== Provided entries

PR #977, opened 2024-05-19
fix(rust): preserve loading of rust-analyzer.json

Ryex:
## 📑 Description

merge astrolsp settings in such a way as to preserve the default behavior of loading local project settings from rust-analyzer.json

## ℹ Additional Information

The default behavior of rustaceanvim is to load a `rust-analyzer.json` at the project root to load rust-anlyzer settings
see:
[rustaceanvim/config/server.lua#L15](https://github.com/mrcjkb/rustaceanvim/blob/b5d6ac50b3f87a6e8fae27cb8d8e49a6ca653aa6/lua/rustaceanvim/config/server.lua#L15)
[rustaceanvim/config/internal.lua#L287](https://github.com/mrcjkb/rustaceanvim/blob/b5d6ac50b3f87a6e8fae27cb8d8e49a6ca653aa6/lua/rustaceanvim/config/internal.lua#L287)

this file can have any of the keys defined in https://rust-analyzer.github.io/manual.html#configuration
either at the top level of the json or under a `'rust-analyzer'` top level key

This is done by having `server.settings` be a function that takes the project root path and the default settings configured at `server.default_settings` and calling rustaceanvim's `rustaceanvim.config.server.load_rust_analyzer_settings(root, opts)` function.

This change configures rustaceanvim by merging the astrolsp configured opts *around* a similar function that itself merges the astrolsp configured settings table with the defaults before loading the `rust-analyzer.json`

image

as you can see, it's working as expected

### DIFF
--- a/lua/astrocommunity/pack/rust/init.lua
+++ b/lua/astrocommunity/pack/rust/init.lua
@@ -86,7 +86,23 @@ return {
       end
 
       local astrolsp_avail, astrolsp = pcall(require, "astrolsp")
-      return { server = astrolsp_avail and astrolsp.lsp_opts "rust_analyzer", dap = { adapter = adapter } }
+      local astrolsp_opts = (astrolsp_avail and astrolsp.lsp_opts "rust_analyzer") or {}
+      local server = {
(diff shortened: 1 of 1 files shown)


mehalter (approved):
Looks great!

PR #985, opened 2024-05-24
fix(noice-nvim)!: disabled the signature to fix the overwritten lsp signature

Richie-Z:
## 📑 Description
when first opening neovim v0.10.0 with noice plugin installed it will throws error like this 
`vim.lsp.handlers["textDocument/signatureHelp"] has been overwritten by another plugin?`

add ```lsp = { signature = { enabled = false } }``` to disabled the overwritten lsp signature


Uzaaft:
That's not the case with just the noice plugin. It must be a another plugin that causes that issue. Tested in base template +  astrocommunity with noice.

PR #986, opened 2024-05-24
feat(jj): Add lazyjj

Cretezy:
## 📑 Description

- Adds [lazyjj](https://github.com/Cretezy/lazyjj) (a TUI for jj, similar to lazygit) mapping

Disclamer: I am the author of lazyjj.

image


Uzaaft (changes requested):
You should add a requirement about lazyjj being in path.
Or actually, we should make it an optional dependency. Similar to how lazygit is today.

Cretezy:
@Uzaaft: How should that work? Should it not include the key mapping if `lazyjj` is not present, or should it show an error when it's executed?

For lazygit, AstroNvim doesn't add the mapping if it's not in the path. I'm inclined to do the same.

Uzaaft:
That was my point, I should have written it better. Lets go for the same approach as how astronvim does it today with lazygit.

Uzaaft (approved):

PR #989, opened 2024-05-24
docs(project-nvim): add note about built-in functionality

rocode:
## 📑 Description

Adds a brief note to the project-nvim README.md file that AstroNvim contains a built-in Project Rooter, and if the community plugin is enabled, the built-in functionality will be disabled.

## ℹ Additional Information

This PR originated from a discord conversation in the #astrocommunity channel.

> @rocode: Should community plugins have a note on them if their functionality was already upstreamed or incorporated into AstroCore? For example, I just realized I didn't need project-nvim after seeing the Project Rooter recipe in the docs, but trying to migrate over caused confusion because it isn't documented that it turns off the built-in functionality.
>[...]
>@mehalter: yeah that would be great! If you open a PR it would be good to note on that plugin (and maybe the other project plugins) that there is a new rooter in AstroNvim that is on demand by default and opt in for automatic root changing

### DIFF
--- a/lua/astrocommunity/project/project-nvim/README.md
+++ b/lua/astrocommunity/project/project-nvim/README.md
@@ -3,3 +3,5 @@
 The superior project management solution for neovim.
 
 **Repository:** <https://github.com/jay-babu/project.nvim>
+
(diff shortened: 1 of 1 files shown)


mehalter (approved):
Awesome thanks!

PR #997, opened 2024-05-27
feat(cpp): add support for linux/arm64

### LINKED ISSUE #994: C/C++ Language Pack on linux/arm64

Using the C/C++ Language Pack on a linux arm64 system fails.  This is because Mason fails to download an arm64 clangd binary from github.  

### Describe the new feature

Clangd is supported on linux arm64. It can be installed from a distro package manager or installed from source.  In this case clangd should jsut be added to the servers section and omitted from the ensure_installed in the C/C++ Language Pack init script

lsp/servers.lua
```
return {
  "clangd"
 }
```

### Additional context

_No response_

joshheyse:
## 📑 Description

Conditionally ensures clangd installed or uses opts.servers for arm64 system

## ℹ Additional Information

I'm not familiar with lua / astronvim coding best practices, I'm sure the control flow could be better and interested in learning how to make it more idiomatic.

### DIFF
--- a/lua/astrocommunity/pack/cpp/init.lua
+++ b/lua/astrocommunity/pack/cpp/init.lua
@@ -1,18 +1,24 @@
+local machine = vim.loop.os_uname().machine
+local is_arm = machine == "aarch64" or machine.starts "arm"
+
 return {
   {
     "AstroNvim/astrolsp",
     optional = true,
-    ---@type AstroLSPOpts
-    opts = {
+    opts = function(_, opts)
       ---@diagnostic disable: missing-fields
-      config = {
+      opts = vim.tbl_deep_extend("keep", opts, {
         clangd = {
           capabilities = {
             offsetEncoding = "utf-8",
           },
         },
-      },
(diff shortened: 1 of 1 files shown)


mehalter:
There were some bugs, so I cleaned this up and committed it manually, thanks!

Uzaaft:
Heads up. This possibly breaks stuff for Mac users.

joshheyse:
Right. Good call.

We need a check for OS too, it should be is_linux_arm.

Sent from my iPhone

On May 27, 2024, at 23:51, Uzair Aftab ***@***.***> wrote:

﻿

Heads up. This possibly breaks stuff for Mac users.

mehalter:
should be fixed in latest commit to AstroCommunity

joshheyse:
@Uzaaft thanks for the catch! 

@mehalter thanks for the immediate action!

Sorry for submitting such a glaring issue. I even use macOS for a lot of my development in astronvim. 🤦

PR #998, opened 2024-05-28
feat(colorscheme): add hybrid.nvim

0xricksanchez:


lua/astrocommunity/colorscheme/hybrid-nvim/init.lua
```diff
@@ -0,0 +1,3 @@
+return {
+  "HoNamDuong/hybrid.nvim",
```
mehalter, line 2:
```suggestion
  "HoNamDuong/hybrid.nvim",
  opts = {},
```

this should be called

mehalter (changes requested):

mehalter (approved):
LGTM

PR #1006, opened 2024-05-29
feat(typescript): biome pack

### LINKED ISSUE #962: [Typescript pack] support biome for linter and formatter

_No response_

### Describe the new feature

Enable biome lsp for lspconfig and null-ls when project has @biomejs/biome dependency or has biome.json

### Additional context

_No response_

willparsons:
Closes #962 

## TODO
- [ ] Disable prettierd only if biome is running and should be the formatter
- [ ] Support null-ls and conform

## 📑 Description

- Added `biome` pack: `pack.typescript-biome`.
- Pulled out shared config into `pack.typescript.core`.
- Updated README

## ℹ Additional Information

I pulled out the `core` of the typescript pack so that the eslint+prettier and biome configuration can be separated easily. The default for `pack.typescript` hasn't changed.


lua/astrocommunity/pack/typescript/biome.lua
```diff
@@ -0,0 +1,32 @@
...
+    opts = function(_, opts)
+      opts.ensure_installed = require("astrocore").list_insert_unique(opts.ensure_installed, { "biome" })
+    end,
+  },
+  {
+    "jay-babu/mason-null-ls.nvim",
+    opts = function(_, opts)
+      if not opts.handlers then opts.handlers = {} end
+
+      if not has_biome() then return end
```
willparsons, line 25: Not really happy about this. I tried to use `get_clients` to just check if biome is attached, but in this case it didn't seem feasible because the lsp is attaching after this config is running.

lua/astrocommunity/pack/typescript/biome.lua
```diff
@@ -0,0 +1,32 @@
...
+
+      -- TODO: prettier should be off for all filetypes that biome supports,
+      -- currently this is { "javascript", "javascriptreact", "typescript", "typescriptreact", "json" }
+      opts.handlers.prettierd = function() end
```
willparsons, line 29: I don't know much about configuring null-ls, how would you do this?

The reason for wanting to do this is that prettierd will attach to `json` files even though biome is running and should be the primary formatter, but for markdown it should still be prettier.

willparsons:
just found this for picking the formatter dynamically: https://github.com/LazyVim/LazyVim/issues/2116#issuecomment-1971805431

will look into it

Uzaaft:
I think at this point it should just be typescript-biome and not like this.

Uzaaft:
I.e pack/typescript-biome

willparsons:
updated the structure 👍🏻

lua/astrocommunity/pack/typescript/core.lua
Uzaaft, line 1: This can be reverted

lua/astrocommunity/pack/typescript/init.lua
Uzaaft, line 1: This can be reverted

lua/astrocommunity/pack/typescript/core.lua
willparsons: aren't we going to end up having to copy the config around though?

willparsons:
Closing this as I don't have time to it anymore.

====

■ Assignment
Retype only this portion of the data above: the line containing "Adds a brief", the line containing "### LINKED ISSUE #994: C/C++", and all lines between them, exactly.

■ Response box
Adds a brief note to the project-nvim README.md file that AstroNvim contains a built-in Project Rooter, and if the community plugin is enabled, the built-in functionality will be disabled.

## ℹ Additional Information

This PR originated from a discord conversation in the #astrocommunity channel.

> @rocode: Should community plugins have a note on them if their functionality was already upstreamed or incorporated into AstroCore? For example, I just realized I didn't need project-nvim after seeing the Project Rooter recipe in the docs, but trying to migrate over caused confusion because it isn't documented that it turns off the built-in functionality.
>[...]
>@mehalter: yeah that would be great! If you open a PR it would be good to note on that plugin (and maybe the other project plugins) that there is a new rooter in AstroNvim that is on demand by default and opt in for automatic root changing

### DIFF
--- a/lua/astrocommunity/project/project-nvim/README.md
+++ b/lua/astrocommunity/project/project-nvim/README.md
@@ -3,3 +3,5 @@
 The superior project management solution for neovim.
 
 **Repository:** <https://github.com/jay-babu/project.nvim>
+
(diff shortened: 1 of 1 files shown)


mehalter (approved):
Awesome thanks!

PR #997, opened 2024-05-27
feat(cpp): add support for linux/arm64

### LINKED ISSUE #994: C/C++ Language Pack on linux/arm64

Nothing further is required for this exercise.